▶ [DATA TO EXAMINE]
PR #1489, opened 2021-03-04
Specify identifier references denoting extension members

eernstg:
This corrects an omission in the recent update where extension methods where specified: How to find the static type and execute an identifier reference, when it denotes an extension member.

### DIFF
--- a/specification/dartLangSpec.tex
+++ b/specification/dartLangSpec.tex
@@ -16352,10 +16352,9 @@ The evaluation of $e$ proceeds as follows:
 \item
   If $D$ is an instance method declaration in an extension $E$
   with type parameters \List{X}{1}{s},
-  then $e$ evaluates to the extension method closurization
-  \code{$E$<\List{t}{1}{s}>(\THIS).\id}
-  (\ref{extensionMethodClosurization}),
-  where \List{t}{1}{s} are the current bindings of said type parameters.
+  then $e$ evaluates to the result of the extension method closurization
+  \code{$E$<\List{X}{1}{s}>(\THIS).\id}
+  (\ref{extensionMethodClosurization}).
 \item
   If $D$ is a local variable $v$
   (\commentary{which can be a formal parameter})
--- a/specification/dartLangSpec.tex
+++ b/specification/dartLangSpec.tex
@@ -41,6 +41,7 @@
 %   'class' scope.
 % - Add specification of `>>` in JavaScript compiled code, in appendix.
 % - Integrate the specification of extension methods into this document.
+% - Specify identifier references denoting extension members.
 %
 % 2.7
 % - Rename non-terminals `<...Definition>` to `<...Declaration>` (e.g., it is
@@ -16245,9 +16246,18 @@ Let $D$ be the declaration yielded by the lexical lookup of \id.
   such that $v$ is known to have type $S$,
   in which case the static type of $e$ is $T$.
 \item
+  % Extension getter invocation by scope.
+  If $D$ is a declaration of an instance getter in an extension $E$
+  then the static type of $e$ is the return type of $D$.
+\item
+  % Extension method tear-off by scope.
+  If $D$ is a declaration of an instance method
+  in an extension $E$ then the static type of $e$ is
+  the function type of $D$.
+\item
   \commentary{%
     A lexical lookup will never yield a declaration $D$
-    which is an instance member.%
+    which is an instance member of a class.%
   }
 \end{itemize}
 \vspace{-1ex}
@@ -16334,6 +16344,18 @@ The evaluation of $e$ proceeds as follows:
   then $e$ evaluates to the function object obtained by closurization
   (\ref{functionClosurization})
   of $D$.
+\item
+  If $D$ is an instance getter declaration in an extension $E$,
+  then $e$ evaluates to the result of invoking said getter
+  with the current binding of \THIS{}, and
+  the current bindings of the type parameters declared by $D$.
+\item
+  If $D$ is an instance method declaration in an extension $E$
+  with type parameters \List{X}{1}{s},
+  then $e$ evaluates to the extension method closurization
+  \code{$E$<\List{t}{1}{s}>(\THIS).\id}
+  (\ref{extensionMethodClosurization}),
+  where \List{t}{1}{s} are the current bindings of said type parameters.
 \item
   If $D$ is a local variable $v$
   (\commentary{which can be a formal parameter})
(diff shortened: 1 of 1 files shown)


eernstg:
@lrhn, WDYT?

specification/dartLangSpec.tex
```diff
@@ -16244,10 +16245,19 @@ \subsection{Identifier Reference}
...
   in which case the static type of $e$ is $T$.
+\item
+  % Extension getter invocation by scope.
+  If $D$ is a declaration of an instance getter in an extension $E$
+  then the static type of $e$ is the return type of $D$.
+\item
+  % Extension method tear-off by scope.
+  If $D$ is a declaration of an instance method
+  in an extension $E$ then the static type of $e$ is
+  the function type of $D$.
```
lrhn, line 16256: Do we need to mention type parameters of *E* or are they assumed to be part of *E* (because we say "extension *E*", not "extension declaration *E*")?

specification/dartLangSpec.tex
```diff
@@ -16244,10 +16245,19 @@ \subsection{Identifier Reference}
...
 \item
   \commentary{%
     A lexical lookup will never yield a declaration $D$
-    which is an instance member.%
+    which is an instance member of a class.%
```
lrhn, line 16260: Why not? (Github is preventing me from seeing most of the context here, but this is "Unqualified Invocation", right?)

Do we assume that it's *already* rewritten to `this.id(...)`? (If so, say so).


Also, while we are here, above (where Github won't let me see) it says:
```latex
\item
  When $D$ is a type declaration, that is,
  a declaration of a class, mixin, type alias, or type parameter,
  the following applies:
```
It needs to also mention `enum` (unless that's implicitly declaring a class, which it probably, technically, is. but it's confusing when a "declaration of a class" and a "class declaration" is not the same thing).

specification/dartLangSpec.tex
```diff
@@ -16334,6 +16344,17 @@ \subsection{Identifier Reference}
...
+  If $D$ is an instance getter declaration in an extension $E$,
+  then $e$ evaluates to the result of invoking said getter
+  with the current binding of \THIS{}, and
+  the current bindings of the type parameters declared by $D$.
+\item
+  If $D$ is an instance method declaration in an extension $E$
+  with type parameters \List{X}{1}{s},
+  then $e$ evaluates to the result of the extension method closurization
+  \code{$E$<\List{X}{1}{s}>(\THIS).\id}
+  (\ref{extensionMethodClosurization}).
```
lrhn, line 16357: I'd say:

> ... to the tear-off of *D* closing over the current values of `this` and type parameters of *E*.

Do we need to handle instantiated tear-off here, or is that (implicitly) handled in type inference?

specification/dartLangSpec.tex
```diff
@@ -16334,6 +16344,17 @@ \subsection{Identifier Reference}
...
 \item
   If $D$ is a local variable $v$
   (\commentary{which can be a formal parameter})
```
lrhn, line 16360: Same comments about mentioning `enum` above and 
> ```latex
> \item
>   \commentary{%
>     A lexical lookup will never yield a declaration $D$
>     which is an instance member.%
>   }
> ```
looking wrong.

specification/dartLangSpec.tex
eernstg: I don't think so: Given that a lexical lookup has yielded a declaration of a member of an extension declaration $E$, the current location is inside some member of $E$ as well, and this means that the type arguments that occur free in the function type of $D$ are the available denotations of those types (we don't have any actual type arguments that we can use in a substitution, and it's OK to use the type parameters because they are in scope).

I corrected 'extension $E$' to 'extension declaration $E$', because it is actually a declaration.

It is still possible that we will need to perform a generic function instantiation on $e$ (both for a getter invocation and for a method tear-off), but we don't mention this: It would have to be mentioned for _every_ form of expression because they could all occur in a context where a non-generic function type is the context, and they could all have a type which is a generic function type.

specification/dartLangSpec.tex
eernstg: The enclosing section is still 'Identifier Reference', not 'Unqualified Invocation'.

The reason why lexical lookup won't ever yield a declaration that is an instance member of a class is that it yields a member signature in that case.

I did it like that because this ensures that we have a simple rule for when to add `\THIS{}` in front of an expression (identifier reference or unqualified invocation), and that's exactly when the result from the lexical lookup is a member signature.

(That member signature is actually never used, it's just taken as a signal that we should prepend `\THIS.` to the expression and proceed with that; so I've changed that in another PR, reviewed by Leaf, such that we just yield a "special value" indicating that we should prepend `\THIS.`).

> Do we assume that it's already rewritten to `this.id(...)`?

No, lexical lookup has selected a declaration $D$, and that's never a member of a class interface, because (both for an inherited member and for a locally declared member) we always obtain a member signature in that case. That's the case approx. 10 lines further down from here.

specification/dartLangSpec.tex
eernstg: About 'closing over'. We have explicitly specified the syntax `E<T1, .. Tk>(e).id` as an extension method closurization, don't you think we should stick to that syntax rather than switching to the less-explicitly defined 'closing over'?

As mentioned at line 16256, we have a general rule about generic function instantiation that we rely on in many locations.

specification/dartLangSpec.tex
eernstg: Added 'enumerated type' to the list of kinds of type declarations that we may encounter.

specification/dartLangSpec.tex
eernstg: I don't understand why I'd need to mention enumerated types in the item about local variables?

The reason why the lexical lookup will always yield a member signature rather than a declaration in the case where the selected entity is an instance member is unchanged from line 16260.

eernstg (commented):
Thanks for comments, review response added!

specification/dartLangSpec.tex
lrhn: So we did a hack in "lexical lookup" to not actually find "a declaration", even when there literally is an instance declaration with that name in the surrounding class. Might be worth reminding the reader about :)

specification/dartLangSpec.tex
lrhn: Referring to line 16216:
> ```latex
>  If $D$ declares a class, mixin, type alias or type parameter,
>  the static type of $e$ is \code{Type}.
> ```
which should also mention `enum` declarations.

lrhn (approved):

▶ [WHAT THE EXERCISE ASKS] Scan the records for the word "never". Copy each line where it turns up.

▶ [TASK RESPONSE]
     A lexical lookup will never yield a declaration $D$
     A lexical lookup will never yield a declaration $D$
>     A lexical lookup will never yield a declaration $D$
(That member signature is actually never used, it's just taken as a signal that we should prepend `\THIS.` to the expression and proceed with that; so I've changed that in another PR, reviewed by Leaf, such that we just yield a "special value" indicating that we should prepend `\THIS.`).
No, lexical lookup has selected a declaration $D$, and that's never a member of a class interface, because (both for an inherited member and for a locally declared member) we always obtain a member signature in that case. That's the case approx. 10 lines further down from here.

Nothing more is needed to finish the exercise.